Now in Picture Refresh Mode. Going to Reset Setting.
Panasonic Smart TV
Severity: MinorWhat it means
'Now in Picture Refresh Mode. Going to Reset Setting.' on a Panasonic TV is the message the TV displays when it switches the picture mode back to Vivid on a schedule.
It's not a fault.
It happens because the TV's Viewing Environment is set to 'Store' (or 'Store with Demo') instead of 'Home' — Store mode is meant for shop floor displays where the picture has to look bright and punchy at all times, so the TV resets to Vivid every few hours.
Switching the Viewing Environment to 'Home' once turns the message off for good.
Affected Models
- Panasonic Viera LED TVs (TX series across multiple years)

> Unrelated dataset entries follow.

PR #1134, opened 2026-07-04
Racket install improvements

Retropikzel:
The old version would (import (scheme base)) and reimporting something from there would then lead to an error. This version writes the complete content of .sld file into .rkt file.


mxork:
I think in-lining the entire file isn't necessary here. `include` is available in the initial `#lang r7rs` module environment, so the intitial `(import (scheme base))` can just be removed.

mxork:
Though, I am curious about the original error, since the spec only says:

> In a program or library declaration, it is an error to import the same identifier more than once with different bindings, or to redefine or mutate an imported binding with a definition or with set!, or to refer to an identifier before it is imported.

So I'm assuming you hit the "same identifier with different bindings case"? Or something weirder coming out of #lang r7rs

Retropikzel:
> I think in-lining the entire file isn't necessary here. `include` is available in the initial `#lang r7rs` module environment, so the intitial `(import (scheme base))` can just be removed.

Thanks! I didnt know that. I changed the code to that.

> Though, I am curious about the original error, since the spec only says:
> 
> > In a program or library declaration, it is an error to import the same identifier more than once with different bindings, or to redefine or mutate an imported binding with a definition or with set!, or to refer to an identifier before it is imported.
> 
> So I'm assuming you hit the "same identifier with different bindings case"? Or something weirder coming out of #lang r7rs

Something like that. I can not remember where I got the error anymore. I should have included it in the pull request.

Retropikzel:
Thank you!

PR #1138, opened 2026-07-10
Add emscripten build github action

Retropikzel:
This is related to an issue so I opened it even when I have another pull request open.


Retropikzel:
Added both cmake and make js emscripten builds. Assuming that pull request https://github.com/ashinn/chibi-scheme/pull/1144 will be merged at some point. If not I can make changes.

Retropikzel:
Latest emsdk is installed in the build and now it works. These commits can be squashed if you want to make things bit cleaner.

Retropikzel:
Thank you!

PR #1140, opened 2026-07-10
srfi 18: time->seconds does not round to nearest second, returns exact

mxork:
The implementation of time->seconds rounds the representation of the `time?` to the nearest second. The srfi seems pretty clear that this isn't the intended behavior:

```
(time->seconds time)                                  ;procedure
Converts the time object time into an exact or inexact real number representing the number of seconds elapsed since some implementation dependent reference point.

    (time->seconds (current-time))  ==>  955039784.928075   ;; <------
```

It also makes the srfi's interface unusable for timeouts <1s, which is goofy.

My change does the obvious thing. It uses an exact (rational) representation for microseconds, because I think that `(seconds->time (time->seconds T))` should equal `T`. That said, using an inexact? to match `current-second` from `(scheme time)` seems tasteful as well.

### DIFF
--- a/lib/srfi/18/interface.scm
+++ b/lib/srfi/18/interface.scm
@@ -3,10 +3,15 @@
 (define (time? x) (timeval? (if (pair? x) (car x) x)))
 
 (define (time->seconds x)
-  (timeval-seconds (if (pair? x) (car x) x)))
+  (let ((t (if (pair? x) (car x) x)))
+    (+ (timeval-seconds t)
+       (* 1e-6 (timeval-microseconds t)))))
 
 (define (seconds->time x)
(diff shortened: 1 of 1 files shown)


ashinn:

- Panasonic OLED TVs (GZ, HZ, JZ, LZ, MZ ranges)
- Panasonic Smart TVs running My Home Screen 4.0–8.0
- Panasonic LED TVs bought from a shop floor display unit
- Older Panasonic LED TVs sold under regional Viera names
Common Causes
- Viewing Environment set to 'Store' instead of 'Home' during initial setup
- Bought as an ex-display TV from a shop without resetting the mode
- 'Store with Demo' selected by mistake (looks similar to Home in the menu)
- Factory reset done with default 'Store' selection accepted
- Unticked the Home option during the first-time setup wizard
- Settings restored from a Store-mode backup
- Demo mode left on after a service repair
How to Fix It
-
Open the menu.
Press Menu on the Panasonic remote.
The exact menu structure varies by year, but the option you need lives under either Setup, System, or the initial-setup-style wizard.

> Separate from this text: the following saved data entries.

PR #1141, opened 2026-07-14
use monotonic, higher resolution jiffies

mxork:
The current-jiffy was 1:1 with current-second, but assuming that its meant to be used more for measuring intervals and not wall time, I replaced it with more suitable clocks:

1. posix uses [CLOCK_MONOTONIC](https://www.man7.org/linux/man-pages/man3/clock_gettime.3.html). an argument could be made for CLOCK_MONOTONIC_RAW on linux.
2. windows uses [QueryPerformanceCounter](https://learn.microsoft.com/en-us/windows/win32/api/profileapi/nf-profileapi-queryperformancecounter)
3. plan9 keep using `nsec`. they have [`cycles`](https://github.com/brho/plan9/blob/master/sys/include/libc.h#L345), but its not a clock out of the box. 

I haven't tested the windows or plan9 code, but it looks sane to me. Advice on cross-compiling from linux to windows appreciated. I couldn't bring myself to install mingw under wine, but I also couldn't get `make CC=mingw... PLATFORM=windows` to Just Work.

### DIFF
--- a/lib/scheme/time.c
+++ b/lib/scheme/time.c
@@ -119,9 +119,9 @@ sexp sexp_current_jiffy (sexp ctx, sexp self, sexp_sint_t n) {
 #if SEXP_MS_JIFFY
   LARGE_INTEGER frequency;
   QueryPerformanceFrequency(&frequency);
-  return sexp_make_fixnum((1000*t)/frequency);
+  return sexp_make_fixnum((1000*t.QuadPart)/frequency.QuadPart);
 #else
-  return sexp_make_fixnum(t);
+  return sexp_make_fixnum(t.QuadPart);
 #endif
 
 #elif !defined(PLAN9)
@@ -157,7 +157,7 @@ sexp sexp_jiffies_per_second(sexp ctx, sexp self, sexp_sint_t n) {
 #ifdef _WIN32
   LARGE_INTEGER frequency;
   QueryPerformanceFrequency(&frequency);
-  return sexp_make_fixnum(frequency);
+  return sexp_make_fixnum(frequency.QuadPart);
 #elif !defined(PLAN9)
   return sexp_make_fixnum(1000000000);
 #else
--- a/lib/scheme/time.c
+++ b/lib/scheme/time.c
@@ -4,12 +4,15 @@
 /* BSD-style license: http://synthcode.com/license.txt       */
 
 #include <chibi/eval.h>
+#include <chibi/sexp.h>
+#include <stdint.h>
 
 #ifdef _WIN32
 #define WIN32_LEAN_AND_MEAN
 #include <windows.h>
 #elif !defined(PLAN9)
 #include <sys/time.h>
+#include <time.h>
 #else
 typedef long time_t;
 #endif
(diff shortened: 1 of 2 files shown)


lib/scheme/time.c
```diff
@@ -108,11 +111,44 @@ sexp sexp_current_clock_second (sexp ctx, sexp self, sexp_sint_t n) {
...
+  LARGE_INTEGER t;
+  QueryPerformanceCounter(&t);
+  return sexp_make_fixnum(t);
+#elif !defined(PLAN9)
+  struct timespec tv;
+  int err = clock_gettime(CLOCK_MONOTONIC, &tv);
+  // :note could use errno, here
+  if (err)
+    return sexp_user_exception(ctx, self, "couldn't get current jiffy", SEXP_FALSE);
+  return sexp_make_fixnum(1000000000*tv.tv_sec + tv.tv_nsec);
```
ashinn: Hmmm... on a 32-bit system, this overflows after the system has been up for 4 seconds.

You could check and make a bignum as needed, but that becomes always on 32-bit systems.  Probably better to conditionally define `jiffies-per-second` as a smaller value, say millisecond granularity, on 32-bit systems.

mxork: Yep. I'll polish up a patch for it tomorrow.

A millisecond is an awfully long time. But nothing better to be done within the constraints of the spec.

ashinn: Keep using chibi, you'll come to think a millisecond is fast! :wink:

mxork: patched and pushed. hopefully I didn't whiff an ifdef.

mxork:
I don't know why the CMAKE builds decided to all explode; not clear its from my change?

lib/scheme/time.c
```diff
@@ -108,11 +111,68 @@ sexp sexp_current_clock_second (sexp ctx, sexp self, sexp_sint_t n) {
...
+
+sexp sexp_jiffies_per_second(sexp ctx, sexp self, sexp_sint_t n) {
+#if SEXP_MS_JIFFY
+    return sexp_make_fixnum(1000);
+#else
+#ifdef _WIN32
+  LARGE_INTEGER frequency;
+  QueryPerformanceFrequency(&frequency);
+  return sexp_make_fixnum(frequency.QuadPart);
+#elif !defined(PLAN9)
```
ashinn: This is the same as the next branch, you can unify them.

lib/scheme/time.c
```diff
@@ -108,11 +111,68 @@ sexp sexp_current_clock_second (sexp ctx, sexp self, sexp_sint_t n) {
...
+#endif
+
+#elif !defined(PLAN9)
+  struct timespec tv;
+  int err = clock_gettime(CLOCK_MONOTONIC, &tv);
+  // :note could use errno, here
+  if (err)
+    return sexp_user_exception(ctx, self, "couldn't get current jiffy", SEXP_FALSE);
+  uint64_t current_ns = 1000000000*tv.tv_sec + tv.tv_nsec;
+#if SEXP_MS_JIFFY
```
ashinn: This block is repeated below, you can move it out of the `current_ns` computation just once at the end.

ashinn (commented):
Thanks!

lib/scheme/time.c
mxork: ack.

lib/scheme/time.c
mxork: ack

ashinn:
Thanks!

Don't change anything else along the way. -
Find the Viewing Environment setting.
Navigate to Setup → System → Other Settings → Viewing Environment (the path varies by year).
You may also see this called 'Home / Store' or 'Initial Setup' on older models.

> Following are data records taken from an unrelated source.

PR #1143, opened 2026-07-16
Add parse-stream-file-index to (chibi parse)

cstawarz:
I've written a parser with `(chibi parse)`, and I need its output to include detailed location information (source file name, line, and column) for various entities, to be used for error reporting when the parsed program executes. To do this, I need to be able to convert a local index in a specific parse stream to a global index in the source file. These changes enable this by adding a `file-offset` field to `Parse-Stream` and exporting a new procedure, `parse-stream-file-index`.


ashinn:
Thanks! LGTM.

cstawarz:
Thanks!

The current setting is shown next to the option. -
Change to 'Home' (not 'Store' or 'Store with Demo').
Pick 'Home' from the list.
'Store with Demo' is the worst choice — it adds a moving promotional overlay on top of the picture reset.
'Store' alone causes the picture-refresh message and resets to Vivid every few hours.
'Home' disables both behaviours. -
Save and exit.
Press OK or Save when prompted.
Exit back out of the menu.
The TV remembers the choice across power cycles and won't show the refresh message again. -
Pick a picture mode you actually want.
Now that the TV won't keep resetting to Vivid, change the picture mode to something more pleasant.
Press Menu → Picture → Picture Mode and choose Standard, Cinema, or Normal — most viewers find Vivid too punchy in a normal living room (the colours are blown out and the contrast is exaggerated for shop floor visibility). -
Run initial setup again if you can't find the menu.
On some Panasonic models, the Viewing Environment option only appears during initial setup.
Menu → Setup → System → Initial Settings (or Factory Reset) and run the setup wizard from scratch.
When it asks for Home or Store, pick Home.
You'll have to re-add Wi-Fi and channels afterwards, so this is the heavier option.
When to Call a Professional
This is purely a settings change — no technician needed.
Call Panasonic support only if the menu doesn't show a Viewing Environment / Home / Store option for your specific model, which is rare on Viera and OLED TVs.
For an ex-display TV from a shop, the seller should have reset it to Home mode before delivery; if they didn't, you can do it yourself in two minutes.
Frequently Asked Questions
Why is my Panasonic TV stuck in Store mode if I bought it new from a regular shop?
Two possibilities.
First — and most common — you accidentally selected 'Store' rather than 'Home' during the first-time setup wizard.
The two options are presented as a yes/no choice and they look very similar; if you skipped quickly through setup, it's an easy click to miss.
Second, the TV may have been a returned unit, a shop floor display, or a refurbished unit that wasn't fully reset before sale.
Either way the fix is the same: change the Viewing Environment to Home from the menu, and the picture refresh message — and the regular reset to Vivid — both stop.
If your TV is genuinely an ex-display unit, this is also a reminder to ask the shop for a discount; ex-display TVs often have many more hours on the panel than a brand-new one.